Mirzaa GM, Chong JX, Piton A, Popp B, Foss K, Guo H, Harripaul R, Xia K, Scheck J, Aldinger KA, Sajan SA, Tang S, Bonneau D, Beck A, White J, Mahida S, Harris J, Smith-Hicks C, Hoyer J, Zweier C, Reis A, Thiel CT, Jamra RA, Zeid N, Yang A, Farach LS, Walsh L, Payne K, Rohena L, Velinov M, Ziegler A, Schaefer E, Gatinois V, Geneviève D, Simon MEH, Kohler J, Rotenberg J, Wheeler P, Larson A, Ernst ME, Akman CI, Westman R, Blanchet P, Schillaci LA, Vincent-Delorme C, Gripp KW, Mattioli F, Guyader GL, Gerard B, Mathieu-Dramard M, Morin G, Sasanfar R, Ayub M, Vasli N, Yang S, Person R, Monaghan KG, Nickerson DA, van Binsbergen E, Enns GM, Dries AM, Rowe LJ, Tsai ACH, Svihovec S, Friedman J, Agha Z, Qamar R, Rodan LH, Martinez-Agosto J, Ockeloen CW, Vincent M, Sunderland WJ, Bernstein JA; Undiagnosed Diseases Network,; Eichler EE, Vincent JB; University of Washington Center for Mendelian Genomics (UW-CMG),; Bamshad MJ. De novo and inherited variants in ZNF292 underlie a neurodevelopmental disorder with features of autism spectrum disorder. Genet Med. 2020 Mar;22(3):538-546. doi: 10.1038/s41436-019-0693-9. Epub 2019 Nov 14. PMID: 31723249; PMCID: PMC7060121.
Abstract
Purpose: Intellectual disability (ID) and autism spectrum disorder (ASD) are genetically heterogeneous neurodevelopmental disorders. We sought to delineate the clinical, molecular, and neuroimaging spectrum of a novel neurodevelopmental disorder caused by variants in the zinc finger protein 292 gene (ZNF292).
Methods: We ascertained a cohort of 28 families with ID due to putatively pathogenic ZNF292 variants that were identified via targeted and exome sequencing. Available data were analyzed to characterize the canonical phenotype and examine genotype-phenotype relationships.
Results: Probands presented with ID as well as a spectrum of neurodevelopmental features including ASD, among others. All ZNF292 variants were de novo, except in one family with dominant inheritance. ZNF292 encodes a highly conserved zinc finger protein that acts as a transcription factor and is highly expressed in the developing human brain supporting its critical role in neurodevelopment.
Conclusion: De novo and dominantly inherited variants in ZNF292 are associated with a range of neurodevelopmental features including ID and ASD. The clinical spectrum is broad, and most individuals present with mild to moderate ID with or without other syndromic features.
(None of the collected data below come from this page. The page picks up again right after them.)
PR #76704, opened 2024-08-28
feat(alerts): Add InsightsMetricField component to alert builder

edwardgou-sentry:
Adds an `InsightsMetricField` component to the Alerts builder. This allows users to select the Insights MRI and aggregate function they want to alert on for Insights based metrics. MRI options are obtained from the `metrics/meta` endpoint, and then filtered through a hardcoded list of Insights MRIs. Aggregate functions are currently also hardcoded.
image


narsaynorath (approved):

static/app/views/alerts/rules/metric/insightsMetricField.tsx
```diff
@@ -0,0 +1,221 @@
...
+  const metaArr = useMemo(() => {
+    return meta
+      .map(
+        metric =>
+          ({
+            ...metric,
+            ...parseMRI(metric.mri),
+          }) as ParsedMRI & MetricMeta
+      )
+      .filter(metric => INSIGHTS_METRICS.includes(metric.mri));
```
shruthilayaj, line 74: `INSIGHTS_METRICS` includes `d:spans/exclusive_time@millisecond` - should we drop it from the list - if i recall correctly, we've changed everything over to duration? especially because most of the insights metrics are leaf spans anyway

static/app/views/alerts/rules/metric/insightsMetricField.tsx
```diff
@@ -0,0 +1,221 @@
...
+];
+
+function aggregateRequiresArgs(aggregation?: string) {
+  return aggregation !== 'spm';
+}
+
+function InsightsMetricField({aggregate, project, onChange}: Props) {
+  const {data: meta, isLoading} = useVirtualizedMetricsMeta(
+    {projects: [parseInt(project.id, 10)]},
+    ['spans']
```
shruthilayaj, line 62: I see that `spans/webvital.inp`, `spans/mobile.frames_delay` etc are a part of the spans namespace but other webvitals and mobile metrics (ttid/ttfd etc) are still a part of "insights" even though they are on the transactions namespace. Are we planning to include those in the insights alerts workflow too? imo, we should, otherwise it seems arbitrary to the user that they can alert on some metrics here but not others

shruthilayaj (approved):
The code looks good to me, just a couple questions about the metrics we're allowing to alert on

static/app/views/alerts/rules/metric/insightsMetricField.tsx
edwardgou-sentry: Yup, I'm going to add the other insights metrics from the transaction namespace to the list in another PR! Just need to do some testing on those MRIs

static/app/views/alerts/rules/metric/insightsMetricField.tsx
edwardgou-sentry: Hmm I still see `span.self_time`/`d:spans/exclusive_time@millisecond` being used in some insights module code, so I think we'll have to keep it here for now. I think we can let this sit for a bit and drop this mri once we have time to confirm we're completely no longer using it

obostjancic (approved):

PR #76706, opened 2024-08-28
feat(performance): Set API statuses on last few performance endpoints

shruthilayaj:


src/sentry/api/endpoints/organization_events_stats.py
```diff
@@ -125,7 +125,7 @@
 @region_silo_endpoint
 class OrganizationEventsStatsEndpoint(OrganizationEventsV2EndpointBase):
     publish_status = {
-        "GET": ApiPublishStatus.UNKNOWN,
+        "GET": ApiPublishStatus.EXPERIMENTAL,
```
shruthilayaj, line 128: this is nowhere near ready to be publicized - a quarter's worth of work

src/sentry/api/endpoints/organization_events_trends_v2.py
```diff
@@ -49,7 +49,7 @@
 @region_silo_endpoint
 class OrganizationEventsNewTrendsStatsEndpoint(OrganizationEventsV2EndpointBase):
     publish_status = {
-        "GET": ApiPublishStatus.UNKNOWN,
+        "GET": ApiPublishStatus.PRIVATE,
```
shruthilayaj, line 52: only used in trends UI

src/sentry/api/endpoints/organization_measurements_meta.py
```diff
@@ -15,7 +15,7 @@
 @region_silo_endpoint
 class OrganizationMeasurementsMeta(OrganizationEventsEndpointBase):
     publish_status = {
-        "GET": ApiPublishStatus.UNKNOWN,
+        "GET": ApiPublishStatus.EXPERIMENTAL,
```
shruthilayaj, line 18: custom measurements is a little up in the air, so marking it as experimental too

edwardgou-sentry (approved):

src/sentry/api/endpoints/organization_measurements_meta.py
shruthilayaj, line 18: This is meant for custom measurements (like, the metrics kind), that product area is kind of in flux right now, so marking as experimental

PR #76707, opened 2024-08-28
chore (anomaly detection): get anomalies proxy API

mifu67:
Create a proxy for us to fetch anomalies from the frontend


JoshFerge (commented):
would it be possible to make this PR a bit smaller / split into multiple?

could start with just the endpoint definition w/ placeholders, then the seer logic as a follow-on.

additionally, if this is a new endpoint, i think it is fine to have it start as `EXPERIMENTAL`

mifu67:
> would it be possible to make this PR a bit smaller / split into multiple?
> 
> could start with just the endpoint definition w/ placeholders, then the seer logic as a follow-on.
> 
> additionally, if this is a new endpoint, i think it is fine to have it start as `EXPERIMENTAL`

Sure, I can break it up

nhsiehgit:
closed in favor of:
https://github.com/getsentry/sentry/pull/76934

PR #76708, opened 2024-08-28
nit(api): Added Camel Case Support for Waive Data Secrecy Endpoint

iamrajjoshi:
i don't want to do any conversions in the frontend, so handling camel case to snake case conversion in the backend.


src/sentry/data_secrecy/api/waive_data_secrecy.py
```diff
@@ -28,7 +29,7 @@ class WaiveDataSecrecyPermission(OrganizationPermission):
     }
 
 
-class DataSecrecyWaiverSerializer(serializers.Serializer, Serializer):
+class DataSecrecyWaiverSerializer(CamelSnakeSerializer, serializers.Serializer, Serializer):
```
cathteng, line 32: nice

cathteng (approved):
this is right, i also think i missed this last time

PR #76711, opened 2024-08-28
ref(replay): Use formatDuration directly, or through `<Duration>` in replay

ryan953:
This replaces `formatReplayDuration` with calls to the more general `formatDuration` and creates a new helper `<Duration/>` to make things easier inside a react tree.

Basically before, we had a weird function signature that wasn't as obvious to use. Now we have the `duration: Duration, precision: Unit` params that can be passed through the `<Duration/>` helper, or passed through ` <TimestampButton>` so it's obvious at the callsite what the output will be.

For formatting we don't need to check user preferences. The only time-related preferences are: 24-hour time  & local-vs-UTC time, neither apply to this.

The `components/duration/duration.tsx` helper is, imo, improved over the previous `components/duration.tsx` because the props are much clearer to use. Removing the old one is going to be a next step.

List of places to check/changed:
- Replay Timeline 'current time' and 'duration', no UI change (sec precision)
- Hover over the Timeline and the timestamp now shows ms precision, before was second precision
- Replay Breadcrumbs tab, no UI change (sec precision)
- Replay Console tab, right column, no UI change (sec precision)
- Replay Network tab, right column, no UI change (ms precision)
- Replay Error tab, right column, no UI change (sec precision)
- Replay A11y tab, "Results as of ..." & "Run Validation ...", no UI change (sec precision)
- Replay Memory tab, chart axes, no UI change (sec precision)
- Replay Memory tab, hover updated, shows ms precision, before was second precision
- Replay List page, duration column, no UI change (sec precision)


static/app/components/duration/duration.tsx
```diff
@@ -0,0 +1,37 @@
...
+        font-variant-numeric: tabular-nums;
+      `}
+      dateTime={formatDuration({duration, precision: 'ms', style: 'ISO8601'})}
+      title={formatDuration({duration, precision: 'ms', style: 'hh:mm:ss.sss'})}
+      {...props}
+    >
+      {formatDuration({duration, precision, style})}
+    </time>
+  );
+}
```
evanpurkhiser, line 37: We don't have something like this already?

static/app/components/duration/duration.tsx
```diff
@@ -0,0 +1,37 @@
...
+export default function Duration({duration, precision, ...props}: Props) {
+  // Style and precision should match, otherwise style will pad out missing or
+  // truncated values which we don't want in this component.
+  const style = precision === 'ms' ? 'hh:mm:ss.sss' : 'hh:mm:ss';
+
+  return (
+    <time
+      css={css`
+        font-variant-numeric: tabular-nums;
+      `}
```
evanpurkhiser, line 29: Why not use a styled component here?

If we start having two ways to do styling it's going to end up confusing people unfamiliar with the codebase. When do I use what?

static/app/components/duration/duration.tsx
```diff
@@ -0,0 +1,37 @@
...
+  duration: TDuration;
+
+  /**
+   * How granular to render the value. You can pass in something that has `ms`
+   * precision but only show the total number of seconds (ala Math.floor)
+   */
+  precision: Unit;
+}
+
+export default function Duration({duration, precision, ...props}: Props) {
```
scttcper, line 20: props here has a massive custom type
image

might be another way to avoid this

scttcper: or Pick just the properties you need

static/app/utils/duration/formatDuration.tsx
evanpurkhiser, line 1: Seems like the changes in this file should be separate from this PR no?

Looks like this is adding more features to `formatDuration`, while a large part of the rest of this PR is updating usage of duration in replay components?

static/app/utils/duration/formatDuration.spec.tsx
```diff
@@ -77,34 +63,96 @@ describe('formatDuration', () => {
...
+      {duration: [500_012, 'ms'], precision: 'sec', expected: '8:20.000'},
+      {duration: [500, 'sec'], precision: 'ms', expected: '8:20.000'},
+      {duration: [500, 'sec'], precision: 'sec', expected: '8:20.000'},
+      {duration: [500, 'sec'], precision: 'ms', expected: '8:20.000'},
+      {duration: [500, 'sec'], precision: 'sec', expected: '8:20.000'},
+      {duration: [500.012, 'sec'], precision: 'ms', expected: '8:20.012'},
+      {duration: [500.012, 'sec'], precision: 'sec', expected: '8:20.000'},
+      {duration: [500.012, 'sec'], precision: 'ms', expected: '8:20.012'},
+      {duration: [500.012, 'sec'], precision: 'sec', expected: '8:20.000'},
+    ] as Array<{duration: Duration; expected: string; precision: Unit}>)(
```
scttcper, line 79: i think there's a generic here instead of casting
```suggestion
    it.each<{duration: Duration; expected: string; precision: Unit}>([
      {duration: [500_000, 'ms'], precision: 'ms', expected: '8:20.000'},
      {duration: [500_000, 'ms'], precision: 'sec', expected: '8:20.000'},
      {duration: [500_012, 'ms'], precision: 'ms', expected: '8:20.012'},
      {duration: [500_012, 'ms'], precision: 'sec', expected: '8:20.000'},
      {duration: [500, 'sec'], precision: 'ms', expected: '8:20.000'},
      {duration: [500, 'sec'], precision: 'sec', expected: '8:20.000'},
      {duration: [500, 'sec'], precision: 'ms', expected: '8:20.000'},
      {duration: [500, 'sec'], precision: 'sec', expected: '8:20.000'},
      {duration: [500.012, 'sec'], precision: 'ms', expected: '8:20.012'},
      {duration: [500.012, 'sec'], precision: 'sec', expected: '8:20.000'},
      {duration: [500.012, 'sec'], precision: 'ms', expected: '8:20.012'},
      {duration: [500.012, 'sec'], precision: 'sec', expected: '8:20.000'},
    ])(
```

static/app/components/duration/duration.tsx
evanpurkhiser: I'm not super worried about this, we already mostly extend HTML types. It's only when we start having large intersections that it becomes a big problem

static/app/components/duration/duration.tsx
ryan953: There's `components/duration.tsx` which i mentioned in the desc.

evanpurkhiser: Shouldn't we keep using that one so we only have one component and we can migrate it to have good props?

static/app/utils/duration/formatDuration.tsx
ryan953: The new format here is used by the `dateTime` attr of the `<time>` tag tho.

static/app/components/duration/duration.tsx
ryan953: No. I'm making a nice new one and wull remove the old one.

evanpurkhiser: How much usage of the old one is there?

static/app/components/duration/duration.tsx
scttcper: this does get type checked when merged back into the time element and will take quite a bit of time

static/app/components/duration/duration.tsx
ryan953: 19 instances

static/app/components/duration/duration.tsx
ryan953: changed it up!

static/app/utils/duration/formatDuration.tsx
```diff
@@ -75,13 +79,62 @@ export default function formatDuration({
...
-      const str = formatSecondsToClock(valueInSec, {
-        padAll: style.startsWith('hh:mm:ss'),
-      });
+      const str = formatSecondsToClock(valueInSec, {padAll});
       const [head, tail] = str.split('.');
-      return includeMs ? [head, tail ?? '000'].join('.') : String(head);
+      return includeMs
+        ? [head, precision === 'ms' ? tail ?? '000' : '000'].join('.')
+        : String(head);
+    case 'ISO8601':
```
ryan953, line 95: Threw up https://github.com/getsentry/sentry/pull/76823 to handle this new case/format.

static/app/utils/duration/formatDuration.tsx
ryan953: Moved into https://github.com/getsentry/sentry/pull/76904

static/app/components/duration/duration.tsx
```diff
@@ -0,0 +1,45 @@
+import type {HTMLAttributes} from 'react';
```
priscilawebdev, line 1: shouldn't we name this file `index.tsx`?

static/app/components/duration/duration.tsx
```diff
@@ -0,0 +1,45 @@
...
+      {...props}
+    >
+      {formatDuration({duration, precision, style})}
+    </time>
+  );
+})`
+  font-variant-numeric: tabular-nums;
+`;
+
+export default Duration;
```
priscilawebdev, line 45: shall we make this a named export?

static/app/components/duration/duration.tsx
```diff
@@ -0,0 +1,45 @@
...
+
+interface Props extends HTMLAttributes<HTMLTimeElement> {
+  /**
+   * The Duration that you want to render
+   */
+  duration: TDuration;
+
+  /**
+   * How granular to render the value. You can pass in something that has `ms`
+   * precision but only show the total number of seconds (ala Math.floor)
```
priscilawebdev, line 15:
```suggestion
   * precision but only show the total number of seconds (aka Math.floor)
```

static/app/components/duration/duration.stories.tsx
```diff
@@ -0,0 +1,27 @@
+import Duration from 'sentry/components/duration/duration';
+import storyBook from 'sentry/stories/storyBook';
+
+export default storyBook(Duration, story => {
```
priscilawebdev, line 4: it will be nice to have tests too 🙂

ryan953: added

static/app/components/duration/duration.tsx
ryan953: Can't do that now, it'll collide with the existing `components/duration.tsx` file which i plan to replace in the near future.

static/app/components/duration/duration.tsx
ryan953: ah, i lost a fix for this. updated again.

static/app/components/duration/duration.tsx
ryan953: The develop docs don't say we're doing that, and i think it's a bad pattern because it encourages people to put multiple things inside a file which goes against this part of the develop docs: "Name the file to match the component or function that is being exported."

But we shouldn't solve that problem in this PR

priscilawebdev: That's interesting. Although it's not in the docs, I recall us discussing a preference for named exports in a past TSC meeting. Maybe we should bring that up again

static/app/components/duration/duration.spec.tsx
```diff
@@ -0,0 +1,29 @@
...
+
+    const time = screen.getByText('01:23');
+    expect(time).toBeInTheDocument();
+  });
+
+  it('should render the duration in the specified format', () => {
+    render(<Duration duration={[83_456, 'ms']} precision="ms" format="h:mm:ss.sss" />);
+
+    const time = screen.getByText('1:23.456');
+    expect(time).toBeInTheDocument();
```
priscilawebdev, line 17:
```suggestion
    expect(screen.getByText('1:23.456')).toBeInTheDocument();
```

static/app/components/duration/duration.spec.tsx
```diff
@@ -0,0 +1,29 @@
+import {render, screen} from 'sentry-test/reactTestingLibrary';
+
+import Duration from 'sentry/components/duration/duration';
+
+describe('Duration', () => {
+  it('should render the duration in the default format', () => {
+    render(<Duration duration={[83, 'sec']} precision="sec" />);
+
+    const time = screen.getByText('01:23');
+    expect(time).toBeInTheDocument();
```
priscilawebdev, line 10:
```suggestion
    expect(screen.getByText('01:23')).toBeInTheDocument();
```

static/app/components/duration/duration.spec.tsx
```diff
@@ -0,0 +1,29 @@
...
+  });
+
+  it('should render the duration in the specified format', () => {
+    render(<Duration duration={[83_456, 'ms']} precision="ms" format="h:mm:ss.sss" />);
+
+    const time = screen.getByText('1:23.456');
+    expect(time).toBeInTheDocument();
+  });
+
+  it('should include `dateTime` & `title` attributes for accessibility', () => {
```
priscilawebdev, line 20: nitpick: maybe we can have this check in one of the previous tests?

priscilawebdev (approved):
left a few suggestions but it looks good to me

static/app/components/duration/duration.tsx
ryan953: I know how evan feels about it, which is easy to conflate with having this resvoled. But it's been in the tsc todo task list forever, it's on [github here](https://github.com/getsentry/frontend-tsc/issues/33) because i ported the topic from notion.

PR #76716, opened 2024-08-29
fix(custom-views): Fix rename functionality for custom tabs, update growingInput to use MutationObserver

MichaelSun48:
This PR fixes the following issues with the rename function of tabs: 
1. Renaming worked maybe 10% of the time in safari 
2. Renaming would lose focus randomly sometimes 
3. Renaming would slightly shift the title and create a stutter animation 

Edit:
* Added support for double click to rename 
* There's still a bug where if you attempt to rename a tab before the issues stream has loaded, it will lose focus when the issue stream loads

### DIFF
--- a/static/app/components/growingInput.tsx
+++ b/static/app/components/growingInput.tsx
@@ -47,27 +47,10 @@ export const GrowingInput = forwardRef<HTMLInputElement, InputProps>(
 
     // If the input is controlled we resize it when the value prop changes
     useLayoutEffect(() => {
-      // This mutationObserver is used to resize the input if the inputRef's style changes
-      // It's necessary because the refs do not trigger useEffects
-      const observer = new MutationObserver(() => {
-        inputRef.current && resize(inputRef.current);
-      });
-
       if (isControlled && inputRef.current) {
         resize(inputRef.current);
       }
-
-      if (inputRef.current) {
-        observer.observe(inputRef.current, {
-          attributes: true,
-          attributeFilter: ['style'],
-        });
-      }
-
-      return () => {
-        observer.disconnect();
-      };
-    }, [props.value, props.placeholder, isControlled]);
+    }, [props.value, props.placeholder, isControlled, props.className, props.style]);
 
     // If the input is uncontrolled we resize it when the user types
     const handleChange = useCallback(
--- a/static/app/components/growingInput.tsx
+++ b/static/app/components/growingInput.tsx
@@ -47,9 +47,26 @@ export const GrowingInput = forwardRef<HTMLInputElement, InputProps>(
 
     // If the input is controlled we resize it when the value prop changes
     useLayoutEffect(() => {
+      // This mutationObserver is used to resize the input if the inputRef's style changes
+      // It's necessary because the refs do not trigger useEffects
+      const observer = new MutationObserver(() => {
+        inputRef.current && resize(inputRef.current);
+      });
+
       if (isControlled && inputRef.current) {
         resize(inputRef.current);
       }
+
+      if (inputRef.current) {
+        observer.observe(inputRef.current, {
+          attributes: true,
+          attributeFilter: ['style'],
+        });
+      }
+
+      return () => {
+        observer.disconnect();
+      };
     }, [props.value, props.placeholder, isControlled]);
 
     // If the input is uncontrolled we resize it when the user types
--- a/static/app/views/issueList/groupSearchViewTabs/editableTabTitle.tsx
+++ b/static/app/views/issueList/groupSearchViewTabs/editableTabTitle.tsx
@@ -1,25 +1,33 @@
 import {useEffect, useRef, useState} from 'react';
+import {useTheme} from '@emotion/react';
 import styled from '@emotion/styled';
+import {FocusScope} from '@react-aria/focus';
 
 import {GrowingInput} from 'sentry/components/growingInput';
+
+interface EditableTabTitleProps {
+  isEditing: boolean;
+  isSelected: boolean;
+  label: string;
+  onChange: (newLabel: string) => void;
+  setIsEditing: (isEditing: boolean) => void;
+}
 
 function EditableTabTitle({
   label,
   onChange,
   isEditing,
+  isSelected,
   setIsEditing,
-}: {
-  isEditing: boolean;
-  label: string;
-  onChange: (newLabel: string) => void;
-  setIsEditing: (isEditing: boolean) => void;
-}) {
+}: EditableTabTitleProps) {
   const [inputValue, setInputValue] = useState(label);
 
+  const theme = useTheme();
   const inputRef = useRef<HTMLInputElement>(null);
   const isEmpty = !inputValue.trim();
 
-  const handleOnBlur = () => {
+  const handleOnBlur = (e: React.FocusEvent<HTMLInputElement, Element>) => {
+    e.preventDefault();
     const trimmedInputValue = inputValue.trim();
     if (!isEditing) {
       return;
@@ -37,9 +45,6 @@ function EditableTabTitle({
   };
 
   const handleOnKeyDown = (e: React.KeyboardEvent) => {
-    if (e.key === 'Enter') {
-      handleOnBlur();
-    }
     if (e.key === 'Escape') {
       setInputValue(label.trim());
       setIsEditing(false);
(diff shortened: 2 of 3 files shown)


static/app/components/growingInput.tsx
```diff
@@ -47,9 +47,26 @@ export const GrowingInput = forwardRef<HTMLInputElement, InputProps>(
...
+      if (inputRef.current) {
+        observer.observe(inputRef.current, {
+          attributes: true,
+          attributeFilter: ['style'],
+        });
+      }
+
+      return () => {
+        observer.disconnect();
+      };
```
MichaelSun48, line 69: This pretty much just monitors the ref for style changes. This is necessary because `resize()` takes into account the fontWeight, fontSize, and fontFamily styles to generate the correct width for the input. This previously caused issues because the tab title changes its fontWeight depending on if it's selected or not. This caused an annoying bug where tabs that were not initially selected, once selected, would see their tab title get cutoff slightly, since the tab title previously had lower weight, and the growingInput container did not resize the container accordingly. 

useEffect also does not trigger when refs change, so adding `inputRef.current?.style` to the dependency array did not achieve the desired behavior.

static/app/views/issueList/groupSearchViewTabs/editableTabTitle.tsx
```diff
@@ -51,26 +56,27 @@ function EditableTabTitle({
 
   useEffect(() => {
     if (isEditing) {
-      setTimeout(() => {
-        inputRef?.current?.focus();
-      }, 0);
+      requestAnimationFrame(() => {
+        inputRef.current?.focus();
+      });
```
MichaelSun48, line 61: ngl i have no idea what this does, but this makes renaming work in Safari

static/app/views/issueList/groupSearchViewTabs/editableTabTitle.tsx
```diff
@@ -51,26 +56,27 @@ function EditableTabTitle({
...
-    <div style={{height: '20px'}}> {label}</div>
+  return (
+    <FocusScope>
+      <StyledGrowingInput
+        value={inputValue}
+        onChange={handleOnChange}
+        onKeyDown={handleOnKeyDown}
+        onBlur={handleOnBlur}
+        ref={inputRef}
+        style={{fontWeight: isSelected ? theme.fontWeightBold : theme.fontWeightNormal}}
```
MichaelSun48, line 77: This is redundant with the fontweight set by the `<Tab>` component, but it's necessary to attach this style directly to the growing input to trigger the MutationObserver. Adding it to the emotion styles does not work either.

static/app/components/growingInput.tsx
```diff
@@ -47,9 +47,26 @@ export const GrowingInput = forwardRef<HTMLInputElement, InputProps>(
...
+      });
+
       if (isControlled && inputRef.current) {
         resize(inputRef.current);
       }
+
+      if (inputRef.current) {
+        observer.observe(inputRef.current, {
+          attributes: true,
+          attributeFilter: ['style'],
```
malwilley, line 63: This seems like it would probably result in the width being calculated multiple times, since the resize function will modify the `width` style

static/app/components/growingInput.tsx
malwilley: It doesn't trigger when refs change, but it would if you did `props.style` or `props.className`. I actually think it might be simplest if you just modified the class and added `props.className` to the deps array.

MichaelSun48: oml im an idiot for not thinking of this before 🤦‍♂️

MichaelSun48: Going to add both classname and style to the dependency array since it looks like updating style rather than classname results in less jitter 

Updating classname:


https://github.com/user-attachments/assets/9152130d-bd26-403b-b056-fba8676e2944



Updating styles:

https://github.com/user-attachments/assets/7f9aa47c-2ae2-49e8-8287-c8d63cc12bf0

static/app/views/issueList/groupSearchViewTabs/editableTabTitle.tsx
```diff
@@ -51,40 +57,44 @@ function EditableTabTitle({
...
-      value={inputValue}
-      onChange={handleOnChange}
-      onKeyDown={handleOnKeyDown}
-      onBlur={handleOnBlur}
-      ref={inputRef}
-    />
-  ) : (
-    <div style={{height: '20px'}}> {label}</div>
+  return (
+    <FocusScope>
```
malwilley, line 71: Is this FocusScope necessary?

static/app/views/issueList/groupSearchViewTabs/editableTabTitle.tsx
```diff
@@ -51,40 +57,44 @@ function EditableTabTitle({
...
+      <StyledGrowingInput
```
malwilley, line 72: Seems a little wasteful to always render a GrowingInput - maybe we could render just the div if it's not selected?

static/app/views/issueList/groupSearchViewTabs/editableTabTitle.tsx
```diff
@@ -1,29 +1,38 @@
 import {useEffect, useRef, useState} from 'react';
+import {useTheme} from '@emotion/react';
 import styled from '@emotion/styled';
+import {FocusScope} from '@react-aria/focus';
 
 import {GrowingInput} from 'sentry/components/growingInput';
 
+interface EditableTabTitleProps {
+  isEditing: boolean;
```
malwilley, line 9: What does `isEditing` do now that the input is always being rendered? Seems like it should disable the input or something, but I don't see it doing much.

static/app/components/growingInput.tsx
malwilley: Something to note about passing `style`, it looks like you are passing the object directly which will cause this resize to happen every time the component rerenders, event when `style` doesn't actually change. You'll need to wrap it in a `useMemo` to avoid that

static/app/views/issueList/groupSearchViewTabs/editableTabTitle.tsx
MichaelSun48: Its a way for the parent component to control when the inputRef gets focused. I can try to refactor this so that the parent component creates the ref instead and focuses it when the rename button gets clicked.

static/app/views/issueList/groupSearchViewTabs/editableTabTitle.tsx
MichaelSun48: This created a little visual jitter when hitting rename because the div and growingInput didn't render the text in precisely the same position. 

https://github.com/user-attachments/assets/2978dac6-56d0-4dfe-b94f-b85997c2cf38
(This is in the issue stream now) 

Definitely a very small improvement, happy to add the div back if you think the minor change isn't worth rendering the GrowingInput

static/app/views/issueList/groupSearchViewTabs/editableTabTitle.tsx
MichaelSun48: Nope, this was a part of a previous solution I tried, removing it in the next commit.

static/app/views/issueList/groupSearchViewTabs/editableTabTitle.tsx
malwilley: I think it's good to render the input when the tab is selected, but I don't think we need to render the input when the tab isn't even selected (and thus cannot be edited), right?

The difference in styling may be due to the line-height

static/app/views/issueList/groupSearchViewTabs/editableTabTitle.tsx
malwilley: You could call `inputRef.current.focus()` on the double click event, right? Then you wouldn't need to do it in a useEffect

MichaelSun48: Yup! but the parent component still needs some way to trigger the focus when the user clicks on the rename button from the tab's ellipsis menu

static/app/views/issueList/groupSearchViewTabs/editableTabTitle.tsx
MichaelSun48: That's true, okay I'll render just the div when its unselected in that case

static/app/views/issueList/groupSearchViewTabs/editableTabTitle.tsx
malwilley: Ohhhh I see now. Gotcha, keep it as is then!

MichaelSun48:
Going to fix that bug with issue stream stealing focus to a separate PR - this PR fixes other big issues and should be merged in asap

malwilley (approved):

Our results suggest that variants in ZNF292 are likely a recurrent cause of a neurodevelopmental disorder manifesting as ID with or without ASD.
Dongxue L, Ruen Y, Ying Y, Liting C, Jie W, Chunjiao L, Wei L, Rikun C, Cuiyun L. Short Stature and Developmental Delay Associated With a Novel Frame-Shift Mutation in ZNF292: Case Report and Literature Review. Clin Case Rep. 2025 Aug 7;13(8):e70747. doi: 10.1002/ccr3.70747. PMID: 40777882; PMCID: PMC12329236.
Abstract
Pathogenic mutations in the ZNF292 gene are a significant genetic cause of Intellectual Developmental Disorder (IDD) in individuals, manifesting with a spectrum of clinical features including mild to severe intellectual impairment, speech delay, and co-occurring autism spectrum disorder (ASD). In this study, we present a novel clinical phenotype associated with a newly identified variant of ZNF292 and conduct a thorough review of relevant literature. A 4-year-old female patient displayed language developmental delays, short stature, and skeletal abnormalities. Trio whole-exome sequencing revealed a novel de novo heterozygous frameshift variant in exon 8 of the ZNF292 gene, c.5977_5978del, p.Gln1993fs. According to the ACMG guidelines, this variant is expected to be pathogenic. Our research unveils a novel variant in ZNF292-related disorders and expands the associated phenotypic spectrum. This study highlights the significance of employing next-generation sequencing for timely patient diagnosis, while further clinical phenotypic and genotypic investigations could improve the understanding of ZNF292-linked conditions.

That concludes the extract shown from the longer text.